Director John Stockwell, not exactly an old hand at horror ("Crazy/Beautiful," "Blue Crush," "Into the Blue"), tampers with that formula, at his own peril. He starts with a graphic scene of unanesthetized surgery, tipping us to the finale. Ten minutes in, he has the villain "explain" his motivations to his henchmen.
And rather than leaving his victims lost and in the dark, he has one, an Australian beauty (Melissa George) speak Portuguese. So when a Brazilian bus carrying herself and the others (Josh Duhamel of "Las Vegas," Olivia Wilde of "The O.C.," Beau Garrett, Desmond Askew and Max Brown) wrecks in the middle of "paradise," she, at least, can interpret some of what the folks who proceed to trap them are doing.
We know
Even though we know where the movie is going before the victims do, there's still room for suspense as we wait to see who figures it out; who fights back; who survives. But if we've read the credits, we kind of know that, don't we?

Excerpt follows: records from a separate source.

Issue #1757, opened 2022-03-18
Move react-query isFetching state to shared context


joshri:
Using the global `useIsFetching` hook from react-query in shared context (https://react-query.tanstack.com/reference/useIsFetching) would be more efficient than our current polling implementation with `isFetching` on each query. 

To quote resident genius @jpellizzari from PR #1750, "I would like us to wire up all of the repeated useQuery calls to a central state that can be used to display loading/error states on the page."

PR #1758, opened 2022-03-18
Switch isFetching to useIsFetching

joshri:
Related to and might close: #1757

Source Detail pages now use the `Page` component to render their title, and `Page` holds the global is fetching state with the `useIsFetching` hook. I don't like that it's pushed the `PageStatus` component down, but there's no way to render that one outside of `SourceDetail`

image

`SourceDetail` errors appear under title - could set error state of page in parent component of source detail, or have all queries alter app context error state?

image


jpellizzari (approved):
Much nicer!

PR #1770, opened 2022-03-21
Remove actively misleading help texts

ozamosi:
* Add, delete and get all assumed you want to add or delete an app. We
      no longer have apps. Get also mentioned getting commits, which also
      isn't available.
* The main command had many examples of how to install gitops and
  manage applications. None of that is applicable any more, so remove
  any mention of it - we'll probably want to do a _something_ with
  installation instructions, but this clears the way to do so.


sympatheticmoose:
@ozamosi still references to apps under `gitops get`:

```
# Get all applications under gitops control
gitops get apps

# Get last 10 commits for an application
gitops get commits <app-name>
```

sympatheticmoose (approved):
LGTM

The top-billed guy, Alex (Duhamel), is the one with all the foreboding.
"I just keep thinking how far we must be from a hospital," he mutters to his sister (Wilde). Plainly, he's the Homebody American, spooked by the very idea of going out into the world.
Then a local bus driver puts them into the bind that Alex seemed to expect all along, and bad things start happening to undeserving people. A beach party/orgy turns ugly when they're drugged and robbed. There's no local help, no cash, no clothes, no passports. When they start accusing townsfolk, things turn uglier. Our heroes can't even guess just how ugly.
Gross violence
"Turistas" is all about the ick factor, the grossness of the violence to their bodies. And will the villain repeat his speech, in English, telling them why they deserve their fate?
Just how xenophobic and anti-Brazilian will Stockwell allow this movie to get?
But as easy as it is to connect with those feelings of being alone and unsafe in some remote corner of the world, Stockwell (working from a script by Michael Arlen Ross) fritters away that universal paranoia at the very beginning. This one is just too obvious, almost from the title.